▶ [EXERCISE DIRECTIONS]
Search term "uses": please show all lines in the listing that contain it.
• • • • • • •
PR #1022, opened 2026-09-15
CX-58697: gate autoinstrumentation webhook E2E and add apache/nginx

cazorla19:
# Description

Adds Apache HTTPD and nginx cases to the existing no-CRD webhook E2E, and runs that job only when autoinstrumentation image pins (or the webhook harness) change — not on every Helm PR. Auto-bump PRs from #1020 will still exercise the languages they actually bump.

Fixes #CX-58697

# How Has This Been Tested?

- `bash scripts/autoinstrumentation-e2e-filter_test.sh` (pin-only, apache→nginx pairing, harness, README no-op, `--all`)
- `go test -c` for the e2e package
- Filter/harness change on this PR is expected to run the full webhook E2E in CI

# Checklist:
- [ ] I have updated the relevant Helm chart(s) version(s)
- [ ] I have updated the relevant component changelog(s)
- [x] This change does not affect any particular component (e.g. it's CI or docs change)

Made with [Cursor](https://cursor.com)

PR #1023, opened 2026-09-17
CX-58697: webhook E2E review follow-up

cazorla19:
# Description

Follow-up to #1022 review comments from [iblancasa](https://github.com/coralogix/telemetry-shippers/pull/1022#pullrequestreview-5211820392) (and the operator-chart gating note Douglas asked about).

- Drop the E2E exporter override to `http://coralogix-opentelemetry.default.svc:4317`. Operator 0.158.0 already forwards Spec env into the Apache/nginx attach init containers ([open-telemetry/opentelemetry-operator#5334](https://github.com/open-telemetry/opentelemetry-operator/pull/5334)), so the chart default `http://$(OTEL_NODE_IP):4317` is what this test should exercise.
• • • • • • •
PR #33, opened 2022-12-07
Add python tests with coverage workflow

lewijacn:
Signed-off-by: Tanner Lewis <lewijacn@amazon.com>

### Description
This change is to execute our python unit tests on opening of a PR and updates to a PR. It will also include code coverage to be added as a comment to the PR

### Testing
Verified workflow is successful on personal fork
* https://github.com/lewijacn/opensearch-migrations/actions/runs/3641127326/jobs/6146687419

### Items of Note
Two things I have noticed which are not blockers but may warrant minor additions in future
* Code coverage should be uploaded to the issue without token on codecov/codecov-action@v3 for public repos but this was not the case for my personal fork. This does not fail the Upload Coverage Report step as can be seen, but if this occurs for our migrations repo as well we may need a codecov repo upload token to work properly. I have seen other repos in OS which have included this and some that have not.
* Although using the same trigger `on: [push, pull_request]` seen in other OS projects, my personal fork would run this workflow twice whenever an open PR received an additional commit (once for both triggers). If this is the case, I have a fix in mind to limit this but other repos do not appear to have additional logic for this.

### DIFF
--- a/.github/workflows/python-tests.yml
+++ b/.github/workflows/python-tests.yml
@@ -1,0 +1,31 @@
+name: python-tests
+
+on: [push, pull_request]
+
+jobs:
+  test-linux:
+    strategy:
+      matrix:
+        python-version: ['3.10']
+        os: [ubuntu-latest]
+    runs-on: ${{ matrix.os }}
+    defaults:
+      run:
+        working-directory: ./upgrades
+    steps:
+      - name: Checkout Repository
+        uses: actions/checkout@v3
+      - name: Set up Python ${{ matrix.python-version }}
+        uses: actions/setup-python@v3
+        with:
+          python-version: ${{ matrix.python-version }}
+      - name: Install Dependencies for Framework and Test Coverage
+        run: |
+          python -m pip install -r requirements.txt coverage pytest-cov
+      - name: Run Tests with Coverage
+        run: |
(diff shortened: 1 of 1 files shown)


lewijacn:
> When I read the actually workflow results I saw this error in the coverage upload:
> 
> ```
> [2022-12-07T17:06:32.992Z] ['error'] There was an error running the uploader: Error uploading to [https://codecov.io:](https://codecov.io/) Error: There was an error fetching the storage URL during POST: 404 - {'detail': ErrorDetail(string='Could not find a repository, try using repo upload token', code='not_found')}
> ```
• • • • • • •
▶ [PROBLEM SOLUTION]
+        uses: actions/checkout@v3
+        uses: actions/setup-python@v3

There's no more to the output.